Les méchants croient être bien cachés : mais c’est comme les poissons qu’on tient en prison dans un étang : ils ont beau s’enfoncer dans l’eau, on les voit tels qu’ils sont de dessus le rivage ; mon affliction est extrême à la vue de leur misère.

Ils passent leurs jours dans la joie ; ils se font servir des vins exquis et des mets délicats ; leurs festins ne finissent point ; ils assemblent des compagnons de leurs débauches ; ils ne parlent que de noces et de plaisirs. Considérez que je suis demeuré seul, et que je suis contraint de cacher jusqu’à mes larmes.

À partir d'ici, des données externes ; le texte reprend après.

PR #1262, opened 2019-10-23
Fix connection configuration example syntax

eric-weaver:
Updates the example code with correct syntax. This change now aligns with example documentation in the docs that was updated [here](https://github.com/elastic/elasticsearch-dsl-py/commit/a81d1288e2d51c6d9003d913f283646352fe0255)


HonzaKral:
Thank you for the patch, @eric-weaver, much appreciated!

PR #1263, opened 2019-10-24
Fix possessive pronoun typo

rcjsuen:
"it's" is a contraction of "it is" so we should use the possessive pronoun of "its" instead.

### DIFF
--- a/elasticsearch_dsl/document.py
+++ b/elasticsearch_dsl/document.py
@@ -170,7 +170,7 @@ class Document(ObjectBase):
     @classmethod
     def get(cls, id, using=None, index=None, **kwargs):
         """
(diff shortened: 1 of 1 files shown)


HonzaKral:
Thank you for the fix, @rcjsuen, much appreciated!

rcjsuen:
@HonzaKral My changes were not merged and I don't see anything in `master`. Was there something wrong with my suggested change?

HonzaKral:
D'oh, not only is my English patchy at times, I also pushed the wrong button and thought I merged your PR when I actually just closed it, my bad!

Thank you very much for checking, it should be ok now!

rcjsuen:
Thanks for checking, @HonzaKral. No worries and thank you for reviewing the pull request. Have a nice day!

PR #1295, opened 2020-01-11
Issue #1292: Add search_as_you_type datatype

### LINKED ISSUE #1292: Implementation of search_as_you_type field mapping and query
I've noticed that the recently added [search_as_you_type](https://www.elastic.co/guide/en/elasticsearch/reference/7.x/search-as-you-type.html) field is not implemented in this package. Would it be of interest of the community to add it? I'd be happy to try and create a PR for it.

Also, elasticsearch itself doesn't provide a specific search query for this field and suggests the use of multi_match, as follows:

```
{
  "query": {
    "multi_match": {
      "query": "brown f",
      "type": "bool_prefix",
      "fields": [
        "my_field",
        "my_field._2gram",
        "my_field._3gram"
      ]
    }
  }
}
```
Would it be nice to have a SearchAsYouType query class in elasticsearch-dsl that generates this multi_match query?

dpasqualin:
Close #1292 by adding a class and example on how to use the search_as_you_type datatype.
Example is very similar to completion.py, I hope it is ok.

### DIFF
--- a/elasticsearch_dsl/field.py
+++ b/elasticsearch_dsl/field.py
@@ -266,6 +266,14 @@ class Text(Field):
     }
     name = 'text'
 
+class SearchAsYouType(Field):
+    _param_defs = {
+        'analyzer': {'type': 'analyzer'},
+        'search_analyzer': {'type': 'analyzer'},
+        'search_quote_analyzer': {'type': 'analyzer'},
+    }
+    name = 'search_as_you_type'
+
 class Keyword(Field):
     _param_defs = {
         'fields': {'type': 'field', 'hash': True},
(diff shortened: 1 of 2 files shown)


elasticcla:
Hi @dpasqualin, we have found your signature in our records, but it seems like you have signed with a different e-mail than the one used in your Git [commit](https://github.com/elastic/elasticsearch-dsl-py/pull/1295.patch). Can you please add both of these e-mails into your Github profile (they can be hidden), so we can match your e-mails to your Github profile?

zhanwenchen:
@HonzaKral Would you please take a look? I applied this PR to my fork but I'm really hoping to use this feature. It is now standard in 7.2.

HonzaKral:
Thank you for the ping, @zhanwenchen !

PR #311, opened 2024-01-05
feat: Stealing Wine of Zamorak

boogie-nights:
Code for stealing Wine of Zamorak

Features:
* Reduces Attack, Strength, Defence, Ranged, Magic by 5%
* Damages player by their HP level / 20 + 1
* All monks in both zones attack player
* When all monks are dead the player can take the wine, but still receives damage (confirmed this happens on RS)
* Player can telegrab the wine

### DIFF
--- a/data/src/scripts/player/scripts/pickup.rs2
+++ b/data/src/scripts/player/scripts/pickup.rs2
@@ -4,7 +4,7 @@
 if (distance(coord, $coord) = 0) {
     @pickup_obj_floor($obj, $amount);
 } else {
-    @pickup_obj_table($obj, $amount);
+    @pickup_obj_table($coord, $obj, $amount);
 }
 
 [label,pickup_obj_floor](namedobj $obj, int $amount)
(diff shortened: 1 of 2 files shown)


data/src/scripts/player/scripts/pickup.rs2
```diff
@@ -15,10 +15,15 @@ anim(null, 0);
 obj_takeitem(inv);
 sound_synth(pick2, 0, 0);
 
-[label,pickup_obj_table](namedobj $obj, int $amount)
+[label,pickup_obj_table](coord $coord, namedobj $obj, int $amount)
 if (~pickup_obj_check_for_space($obj, $amount) = false) {
     return;
 }
+
```
Indio3, line 22: could do this in an opobj3 script instead:
```
[opobj3,wine_of_zamorak]
if (~wine_of_zamorak_attack(obj_type, obj_coord) = true) {
    return;
}
@pickup_obj(obj_coord, obj_type, obj_count);
```

boogie-nights: Now that's good thinking.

Les plus petits vers ont leurs trous : les plus vils insectes trouvent leur nourriture ; et le peuple meurt aujourd’hui de faim et de misère. O Ciel ! qui nous envoyez justement tous ces maux, voyez comme les méchants sont dans l’abondance, et prenez pitié des justes, qui sont dans une nécessité extrême.


SEPTIÈME ODE
SUR LE MÊME SUJET.


Exhortation.


Le Très Haut semble avoir changé sa clémence en fureur : le peuple est réduit au dernier malheur. Il n’y a plus de bonne foi dans les paroles. On ne pense plus à ce qui ne passe point. Les moins méchants, avec des vues très bornées, manquent encore de sincérité et de droiture. Voilà ce qui attire la colère du Seigneur, et ce qui m’oblige de vous en avertir.

Le Ciel paraît sourd à nos prières : il faut donc être saisi de crainte et de douleur. Le Ciel est en courroux : il faut donc s’examiner et s’amender sans délai. Que vos paroles soient pleines de douceur, afin de gagner le cœur des peuples ; mais qu’elles soient animées de force, afin d’arrêter la cause de ces maux.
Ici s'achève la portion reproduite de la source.